Go through the records below and show every line with the string "itself".

• [Material for this task]
--- START ---

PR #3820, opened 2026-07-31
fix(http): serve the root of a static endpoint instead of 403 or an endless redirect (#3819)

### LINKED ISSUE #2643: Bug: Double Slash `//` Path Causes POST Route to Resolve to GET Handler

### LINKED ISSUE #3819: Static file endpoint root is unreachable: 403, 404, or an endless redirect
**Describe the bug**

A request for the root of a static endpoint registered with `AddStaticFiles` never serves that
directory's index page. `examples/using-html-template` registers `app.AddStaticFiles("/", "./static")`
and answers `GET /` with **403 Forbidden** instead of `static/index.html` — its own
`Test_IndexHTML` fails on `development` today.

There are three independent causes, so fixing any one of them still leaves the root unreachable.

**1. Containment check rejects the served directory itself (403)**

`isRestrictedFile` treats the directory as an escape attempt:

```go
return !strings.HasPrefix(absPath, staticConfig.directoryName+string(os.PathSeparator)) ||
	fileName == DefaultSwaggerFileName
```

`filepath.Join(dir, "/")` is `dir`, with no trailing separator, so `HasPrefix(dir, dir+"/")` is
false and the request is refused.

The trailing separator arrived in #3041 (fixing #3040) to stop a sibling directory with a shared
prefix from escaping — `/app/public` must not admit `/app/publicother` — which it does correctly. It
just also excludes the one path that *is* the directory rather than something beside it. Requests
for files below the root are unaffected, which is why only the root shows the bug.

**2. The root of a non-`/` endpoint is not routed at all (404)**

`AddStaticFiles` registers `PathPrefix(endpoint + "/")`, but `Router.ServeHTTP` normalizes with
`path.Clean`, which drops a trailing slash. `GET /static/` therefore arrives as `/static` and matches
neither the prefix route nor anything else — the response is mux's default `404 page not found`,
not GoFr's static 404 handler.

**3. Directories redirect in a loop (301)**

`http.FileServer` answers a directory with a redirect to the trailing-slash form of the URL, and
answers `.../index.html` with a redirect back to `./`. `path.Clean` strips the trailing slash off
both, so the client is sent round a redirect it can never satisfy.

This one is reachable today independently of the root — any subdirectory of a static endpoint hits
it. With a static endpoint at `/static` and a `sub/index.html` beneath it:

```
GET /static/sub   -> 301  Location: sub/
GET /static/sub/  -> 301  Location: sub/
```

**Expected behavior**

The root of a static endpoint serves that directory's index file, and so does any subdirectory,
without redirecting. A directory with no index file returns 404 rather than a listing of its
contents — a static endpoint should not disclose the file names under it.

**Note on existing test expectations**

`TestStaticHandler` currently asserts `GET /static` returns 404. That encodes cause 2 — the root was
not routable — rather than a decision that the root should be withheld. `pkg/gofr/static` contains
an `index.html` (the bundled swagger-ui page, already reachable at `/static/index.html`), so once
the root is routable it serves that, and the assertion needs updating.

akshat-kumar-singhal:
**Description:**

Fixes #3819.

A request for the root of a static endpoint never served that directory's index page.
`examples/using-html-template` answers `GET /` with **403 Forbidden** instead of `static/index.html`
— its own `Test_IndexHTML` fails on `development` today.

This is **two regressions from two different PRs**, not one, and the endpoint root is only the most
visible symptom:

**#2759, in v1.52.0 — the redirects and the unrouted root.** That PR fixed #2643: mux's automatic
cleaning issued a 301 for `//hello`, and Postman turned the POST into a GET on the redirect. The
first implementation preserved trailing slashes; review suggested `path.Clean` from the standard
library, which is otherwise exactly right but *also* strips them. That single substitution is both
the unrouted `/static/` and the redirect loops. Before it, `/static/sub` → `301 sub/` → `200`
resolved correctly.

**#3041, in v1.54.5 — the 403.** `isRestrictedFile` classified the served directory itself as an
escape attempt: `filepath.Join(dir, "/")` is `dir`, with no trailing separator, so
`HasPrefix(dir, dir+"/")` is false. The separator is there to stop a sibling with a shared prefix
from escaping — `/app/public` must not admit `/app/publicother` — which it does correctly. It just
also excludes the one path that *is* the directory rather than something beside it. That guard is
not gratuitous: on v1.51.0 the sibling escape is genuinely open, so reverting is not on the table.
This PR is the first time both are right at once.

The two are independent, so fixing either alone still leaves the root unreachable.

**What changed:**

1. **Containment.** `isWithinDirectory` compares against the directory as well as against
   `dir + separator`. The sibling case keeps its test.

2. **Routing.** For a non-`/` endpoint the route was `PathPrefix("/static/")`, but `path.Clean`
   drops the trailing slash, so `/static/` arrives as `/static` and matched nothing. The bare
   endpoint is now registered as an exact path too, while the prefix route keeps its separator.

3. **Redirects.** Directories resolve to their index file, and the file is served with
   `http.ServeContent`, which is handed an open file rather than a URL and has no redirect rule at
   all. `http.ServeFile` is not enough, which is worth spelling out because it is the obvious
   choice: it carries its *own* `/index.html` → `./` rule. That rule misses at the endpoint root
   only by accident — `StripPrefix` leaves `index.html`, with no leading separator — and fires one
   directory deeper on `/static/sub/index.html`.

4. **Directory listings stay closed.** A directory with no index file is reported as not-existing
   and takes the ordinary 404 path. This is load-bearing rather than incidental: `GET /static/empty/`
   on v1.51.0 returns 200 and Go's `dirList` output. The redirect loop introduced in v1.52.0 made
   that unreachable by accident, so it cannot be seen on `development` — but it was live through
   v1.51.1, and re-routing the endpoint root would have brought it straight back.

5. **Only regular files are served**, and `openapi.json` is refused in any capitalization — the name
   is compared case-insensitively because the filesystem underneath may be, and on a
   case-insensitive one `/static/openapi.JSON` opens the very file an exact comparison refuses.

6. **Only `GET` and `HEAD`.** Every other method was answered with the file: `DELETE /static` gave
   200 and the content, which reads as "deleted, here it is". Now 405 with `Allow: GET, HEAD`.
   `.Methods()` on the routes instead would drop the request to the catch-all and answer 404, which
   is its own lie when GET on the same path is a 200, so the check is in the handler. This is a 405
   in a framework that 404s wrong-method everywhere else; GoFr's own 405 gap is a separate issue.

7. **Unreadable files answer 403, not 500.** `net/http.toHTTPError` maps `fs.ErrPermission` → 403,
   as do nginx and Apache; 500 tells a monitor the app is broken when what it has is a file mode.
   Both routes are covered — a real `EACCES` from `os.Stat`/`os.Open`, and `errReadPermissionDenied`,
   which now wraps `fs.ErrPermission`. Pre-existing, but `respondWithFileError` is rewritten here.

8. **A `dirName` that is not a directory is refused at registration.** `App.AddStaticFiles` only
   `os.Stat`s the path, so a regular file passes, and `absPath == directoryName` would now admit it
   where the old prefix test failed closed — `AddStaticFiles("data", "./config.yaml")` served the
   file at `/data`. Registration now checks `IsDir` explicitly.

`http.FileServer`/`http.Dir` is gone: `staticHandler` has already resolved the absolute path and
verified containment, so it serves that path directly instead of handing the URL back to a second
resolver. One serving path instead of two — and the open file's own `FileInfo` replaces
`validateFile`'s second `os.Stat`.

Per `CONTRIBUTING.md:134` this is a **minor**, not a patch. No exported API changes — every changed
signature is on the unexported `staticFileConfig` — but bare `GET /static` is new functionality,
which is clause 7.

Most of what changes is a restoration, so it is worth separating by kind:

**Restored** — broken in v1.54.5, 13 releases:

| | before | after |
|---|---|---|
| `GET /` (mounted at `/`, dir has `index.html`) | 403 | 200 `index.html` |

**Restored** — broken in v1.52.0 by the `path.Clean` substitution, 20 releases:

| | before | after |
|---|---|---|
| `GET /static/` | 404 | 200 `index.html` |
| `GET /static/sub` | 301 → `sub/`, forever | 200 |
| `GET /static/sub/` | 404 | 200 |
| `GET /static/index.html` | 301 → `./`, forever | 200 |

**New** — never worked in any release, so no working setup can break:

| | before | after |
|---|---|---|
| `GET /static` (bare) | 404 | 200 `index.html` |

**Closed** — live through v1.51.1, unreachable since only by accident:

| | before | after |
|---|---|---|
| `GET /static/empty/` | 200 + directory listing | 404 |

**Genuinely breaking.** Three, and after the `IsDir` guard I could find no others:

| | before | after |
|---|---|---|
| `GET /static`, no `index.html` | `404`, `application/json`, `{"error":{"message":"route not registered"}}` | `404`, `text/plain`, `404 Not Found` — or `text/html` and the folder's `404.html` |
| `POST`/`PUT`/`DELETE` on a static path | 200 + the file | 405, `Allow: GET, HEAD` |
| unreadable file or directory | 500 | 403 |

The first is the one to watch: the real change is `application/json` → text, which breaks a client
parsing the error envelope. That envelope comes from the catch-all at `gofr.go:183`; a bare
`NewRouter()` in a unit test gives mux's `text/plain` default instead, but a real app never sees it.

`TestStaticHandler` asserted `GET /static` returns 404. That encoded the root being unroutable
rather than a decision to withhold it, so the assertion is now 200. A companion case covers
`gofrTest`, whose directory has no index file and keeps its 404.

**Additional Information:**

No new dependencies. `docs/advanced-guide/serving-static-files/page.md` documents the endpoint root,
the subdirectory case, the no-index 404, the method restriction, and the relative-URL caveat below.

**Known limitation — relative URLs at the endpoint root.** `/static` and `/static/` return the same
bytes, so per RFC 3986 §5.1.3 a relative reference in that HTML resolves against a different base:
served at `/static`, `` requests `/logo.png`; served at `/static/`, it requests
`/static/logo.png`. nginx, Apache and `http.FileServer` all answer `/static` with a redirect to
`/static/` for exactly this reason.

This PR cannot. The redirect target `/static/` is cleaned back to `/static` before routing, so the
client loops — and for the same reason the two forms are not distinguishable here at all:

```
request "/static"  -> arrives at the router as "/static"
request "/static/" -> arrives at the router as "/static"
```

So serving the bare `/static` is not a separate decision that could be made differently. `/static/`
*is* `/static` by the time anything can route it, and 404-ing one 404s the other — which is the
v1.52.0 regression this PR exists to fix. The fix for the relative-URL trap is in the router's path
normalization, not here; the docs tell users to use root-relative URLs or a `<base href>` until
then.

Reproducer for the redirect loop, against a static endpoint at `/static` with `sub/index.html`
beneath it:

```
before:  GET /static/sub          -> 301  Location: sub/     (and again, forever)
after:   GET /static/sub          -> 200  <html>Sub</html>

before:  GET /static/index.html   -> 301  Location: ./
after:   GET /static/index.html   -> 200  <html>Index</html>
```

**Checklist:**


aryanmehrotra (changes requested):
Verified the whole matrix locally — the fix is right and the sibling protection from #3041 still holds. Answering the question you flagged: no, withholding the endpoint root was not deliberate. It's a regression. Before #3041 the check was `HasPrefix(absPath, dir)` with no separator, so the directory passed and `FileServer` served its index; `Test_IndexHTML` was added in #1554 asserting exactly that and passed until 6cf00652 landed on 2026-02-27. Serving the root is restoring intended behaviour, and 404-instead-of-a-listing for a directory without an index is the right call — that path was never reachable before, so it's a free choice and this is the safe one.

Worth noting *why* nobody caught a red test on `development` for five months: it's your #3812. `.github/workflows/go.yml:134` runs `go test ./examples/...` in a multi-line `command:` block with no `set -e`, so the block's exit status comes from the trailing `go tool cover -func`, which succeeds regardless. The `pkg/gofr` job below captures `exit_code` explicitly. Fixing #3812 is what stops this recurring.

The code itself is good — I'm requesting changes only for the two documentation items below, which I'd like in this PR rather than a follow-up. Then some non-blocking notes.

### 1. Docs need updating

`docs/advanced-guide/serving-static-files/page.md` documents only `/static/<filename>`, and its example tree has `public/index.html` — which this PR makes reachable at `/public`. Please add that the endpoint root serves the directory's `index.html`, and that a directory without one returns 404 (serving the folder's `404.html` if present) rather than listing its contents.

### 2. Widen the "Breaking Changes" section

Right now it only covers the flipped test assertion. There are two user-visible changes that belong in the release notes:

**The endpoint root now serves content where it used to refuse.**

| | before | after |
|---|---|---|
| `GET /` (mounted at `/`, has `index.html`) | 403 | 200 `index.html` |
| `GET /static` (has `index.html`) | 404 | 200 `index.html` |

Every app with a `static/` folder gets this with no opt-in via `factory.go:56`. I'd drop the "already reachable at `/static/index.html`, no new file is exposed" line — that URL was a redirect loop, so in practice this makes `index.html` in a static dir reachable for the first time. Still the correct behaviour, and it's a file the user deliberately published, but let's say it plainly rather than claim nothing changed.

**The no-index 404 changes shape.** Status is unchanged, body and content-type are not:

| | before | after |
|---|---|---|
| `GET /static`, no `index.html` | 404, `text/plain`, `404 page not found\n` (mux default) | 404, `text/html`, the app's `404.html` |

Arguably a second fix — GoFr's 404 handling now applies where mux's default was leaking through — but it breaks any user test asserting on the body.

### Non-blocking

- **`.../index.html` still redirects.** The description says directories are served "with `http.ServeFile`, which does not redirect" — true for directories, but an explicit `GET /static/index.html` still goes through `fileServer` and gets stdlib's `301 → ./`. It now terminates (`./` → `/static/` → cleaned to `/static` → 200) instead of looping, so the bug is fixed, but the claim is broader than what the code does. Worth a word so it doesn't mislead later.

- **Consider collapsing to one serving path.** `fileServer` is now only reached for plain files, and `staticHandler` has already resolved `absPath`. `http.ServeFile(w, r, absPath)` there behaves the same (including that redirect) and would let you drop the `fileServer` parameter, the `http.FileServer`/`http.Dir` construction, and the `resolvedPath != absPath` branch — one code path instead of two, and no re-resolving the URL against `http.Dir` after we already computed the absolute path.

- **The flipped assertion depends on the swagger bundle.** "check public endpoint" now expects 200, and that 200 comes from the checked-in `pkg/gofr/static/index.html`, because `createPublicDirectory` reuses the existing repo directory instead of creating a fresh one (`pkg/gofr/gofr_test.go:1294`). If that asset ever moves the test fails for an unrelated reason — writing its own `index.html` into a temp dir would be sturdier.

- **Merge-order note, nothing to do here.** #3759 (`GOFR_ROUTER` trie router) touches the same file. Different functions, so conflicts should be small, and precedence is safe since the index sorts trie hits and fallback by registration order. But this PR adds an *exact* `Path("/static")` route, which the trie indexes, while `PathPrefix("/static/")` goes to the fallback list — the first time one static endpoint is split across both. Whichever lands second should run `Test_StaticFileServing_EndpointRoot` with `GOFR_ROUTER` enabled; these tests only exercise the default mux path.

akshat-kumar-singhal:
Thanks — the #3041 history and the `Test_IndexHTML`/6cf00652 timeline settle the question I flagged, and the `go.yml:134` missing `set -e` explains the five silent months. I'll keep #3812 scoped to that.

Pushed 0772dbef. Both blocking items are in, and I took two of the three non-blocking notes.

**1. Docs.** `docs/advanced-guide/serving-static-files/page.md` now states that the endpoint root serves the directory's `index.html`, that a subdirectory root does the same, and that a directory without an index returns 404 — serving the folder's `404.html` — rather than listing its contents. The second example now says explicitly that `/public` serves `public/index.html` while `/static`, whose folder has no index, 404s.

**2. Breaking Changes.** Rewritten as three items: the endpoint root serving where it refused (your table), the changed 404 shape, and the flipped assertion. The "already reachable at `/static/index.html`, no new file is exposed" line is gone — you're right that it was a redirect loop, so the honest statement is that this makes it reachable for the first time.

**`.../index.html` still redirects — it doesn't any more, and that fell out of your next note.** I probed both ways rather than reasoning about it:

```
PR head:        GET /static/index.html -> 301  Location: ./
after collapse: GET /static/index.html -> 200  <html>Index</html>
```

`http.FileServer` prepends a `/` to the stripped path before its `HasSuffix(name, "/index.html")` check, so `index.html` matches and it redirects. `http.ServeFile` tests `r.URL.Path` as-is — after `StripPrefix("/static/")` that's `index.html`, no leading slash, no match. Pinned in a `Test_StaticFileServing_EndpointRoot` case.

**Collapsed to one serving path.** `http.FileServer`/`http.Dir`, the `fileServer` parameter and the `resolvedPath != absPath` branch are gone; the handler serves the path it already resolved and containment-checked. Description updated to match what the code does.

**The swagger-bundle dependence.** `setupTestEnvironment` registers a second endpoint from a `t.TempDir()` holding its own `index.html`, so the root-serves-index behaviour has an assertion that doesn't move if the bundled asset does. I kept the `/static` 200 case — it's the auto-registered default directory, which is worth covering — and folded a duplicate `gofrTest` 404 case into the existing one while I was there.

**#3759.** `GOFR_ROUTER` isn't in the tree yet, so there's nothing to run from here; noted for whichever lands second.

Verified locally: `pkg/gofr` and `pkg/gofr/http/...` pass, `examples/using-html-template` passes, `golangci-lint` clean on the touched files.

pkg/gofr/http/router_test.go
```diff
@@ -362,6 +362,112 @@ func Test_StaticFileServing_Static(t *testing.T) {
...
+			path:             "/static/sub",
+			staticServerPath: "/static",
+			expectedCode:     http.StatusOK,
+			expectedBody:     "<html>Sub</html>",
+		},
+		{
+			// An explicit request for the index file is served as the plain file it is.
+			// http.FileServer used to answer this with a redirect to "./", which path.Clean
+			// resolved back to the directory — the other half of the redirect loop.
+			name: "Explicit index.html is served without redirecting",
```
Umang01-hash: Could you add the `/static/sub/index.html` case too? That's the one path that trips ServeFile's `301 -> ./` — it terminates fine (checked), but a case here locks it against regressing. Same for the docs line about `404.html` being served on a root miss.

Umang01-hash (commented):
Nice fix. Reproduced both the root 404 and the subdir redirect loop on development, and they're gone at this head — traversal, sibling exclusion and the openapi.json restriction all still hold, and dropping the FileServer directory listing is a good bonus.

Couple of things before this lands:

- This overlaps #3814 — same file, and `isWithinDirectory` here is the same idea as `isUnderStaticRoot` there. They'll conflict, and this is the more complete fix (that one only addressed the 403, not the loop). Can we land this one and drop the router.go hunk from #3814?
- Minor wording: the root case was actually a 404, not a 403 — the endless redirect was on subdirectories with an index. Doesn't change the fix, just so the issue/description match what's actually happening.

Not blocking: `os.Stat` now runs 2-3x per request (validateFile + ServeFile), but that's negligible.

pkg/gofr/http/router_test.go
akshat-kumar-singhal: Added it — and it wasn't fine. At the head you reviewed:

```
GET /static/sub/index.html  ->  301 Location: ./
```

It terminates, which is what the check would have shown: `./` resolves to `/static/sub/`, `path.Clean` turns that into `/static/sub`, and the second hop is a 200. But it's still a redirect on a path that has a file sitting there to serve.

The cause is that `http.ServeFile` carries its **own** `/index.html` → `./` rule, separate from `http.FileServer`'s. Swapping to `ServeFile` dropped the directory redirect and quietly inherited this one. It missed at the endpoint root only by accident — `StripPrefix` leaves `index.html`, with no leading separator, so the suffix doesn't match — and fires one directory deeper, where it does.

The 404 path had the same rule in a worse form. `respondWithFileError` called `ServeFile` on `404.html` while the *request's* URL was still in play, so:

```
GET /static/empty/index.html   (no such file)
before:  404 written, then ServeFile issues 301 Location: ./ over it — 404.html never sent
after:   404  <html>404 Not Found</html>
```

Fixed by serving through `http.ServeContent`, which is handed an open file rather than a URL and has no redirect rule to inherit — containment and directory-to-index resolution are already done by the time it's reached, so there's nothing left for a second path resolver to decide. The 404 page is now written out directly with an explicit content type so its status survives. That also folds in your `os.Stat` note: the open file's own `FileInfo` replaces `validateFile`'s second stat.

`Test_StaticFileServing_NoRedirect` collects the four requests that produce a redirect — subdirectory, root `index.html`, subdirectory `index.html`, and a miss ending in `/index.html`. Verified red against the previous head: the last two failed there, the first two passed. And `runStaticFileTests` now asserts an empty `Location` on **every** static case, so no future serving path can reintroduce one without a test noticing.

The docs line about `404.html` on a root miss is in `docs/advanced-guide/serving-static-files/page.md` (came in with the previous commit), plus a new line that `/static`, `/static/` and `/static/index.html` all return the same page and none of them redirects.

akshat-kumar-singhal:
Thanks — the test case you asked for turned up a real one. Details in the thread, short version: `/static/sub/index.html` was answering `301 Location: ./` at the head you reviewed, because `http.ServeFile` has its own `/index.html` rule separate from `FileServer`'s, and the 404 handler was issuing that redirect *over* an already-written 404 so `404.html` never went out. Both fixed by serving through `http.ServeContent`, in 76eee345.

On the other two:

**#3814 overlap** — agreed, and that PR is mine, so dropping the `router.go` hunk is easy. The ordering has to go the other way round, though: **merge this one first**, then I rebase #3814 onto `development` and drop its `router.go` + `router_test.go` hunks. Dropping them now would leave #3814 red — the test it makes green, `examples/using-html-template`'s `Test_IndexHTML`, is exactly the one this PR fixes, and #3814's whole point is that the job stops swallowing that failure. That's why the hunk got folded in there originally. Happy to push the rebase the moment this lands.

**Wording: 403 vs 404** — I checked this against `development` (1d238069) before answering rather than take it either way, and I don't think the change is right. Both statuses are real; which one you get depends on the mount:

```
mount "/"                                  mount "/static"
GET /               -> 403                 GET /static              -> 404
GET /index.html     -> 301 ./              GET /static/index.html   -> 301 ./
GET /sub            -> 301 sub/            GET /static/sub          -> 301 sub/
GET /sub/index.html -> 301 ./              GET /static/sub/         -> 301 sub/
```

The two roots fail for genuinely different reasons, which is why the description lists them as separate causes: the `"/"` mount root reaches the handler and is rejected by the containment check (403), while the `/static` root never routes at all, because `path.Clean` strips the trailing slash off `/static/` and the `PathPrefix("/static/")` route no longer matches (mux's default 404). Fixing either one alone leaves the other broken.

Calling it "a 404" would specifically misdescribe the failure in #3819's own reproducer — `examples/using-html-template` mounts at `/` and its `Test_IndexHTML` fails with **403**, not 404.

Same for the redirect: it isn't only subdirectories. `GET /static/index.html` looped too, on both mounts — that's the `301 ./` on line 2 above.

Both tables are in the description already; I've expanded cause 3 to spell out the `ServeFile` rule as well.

--- END ---
--- START ---

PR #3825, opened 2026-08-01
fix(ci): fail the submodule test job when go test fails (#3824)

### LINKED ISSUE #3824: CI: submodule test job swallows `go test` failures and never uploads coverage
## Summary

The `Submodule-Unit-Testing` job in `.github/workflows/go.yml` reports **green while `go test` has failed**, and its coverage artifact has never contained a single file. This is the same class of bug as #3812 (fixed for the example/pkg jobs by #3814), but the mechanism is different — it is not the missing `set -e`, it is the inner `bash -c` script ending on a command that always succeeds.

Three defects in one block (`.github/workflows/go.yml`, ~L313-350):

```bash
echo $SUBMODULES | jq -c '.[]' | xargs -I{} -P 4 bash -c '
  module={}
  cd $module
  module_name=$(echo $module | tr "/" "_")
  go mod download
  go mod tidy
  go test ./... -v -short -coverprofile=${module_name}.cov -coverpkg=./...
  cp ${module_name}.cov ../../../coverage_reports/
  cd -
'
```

--- END ---

• [Reply to the task]
**1. Containment check rejects the served directory itself (403)**
**#3041, in v1.54.5 — the 403.** `isRestrictedFile` classified the served directory itself as an
The code itself is good — I'm requesting changes only for the two documentation items below, which I'd like in this PR rather than a follow-up. Then some non-blocking notes.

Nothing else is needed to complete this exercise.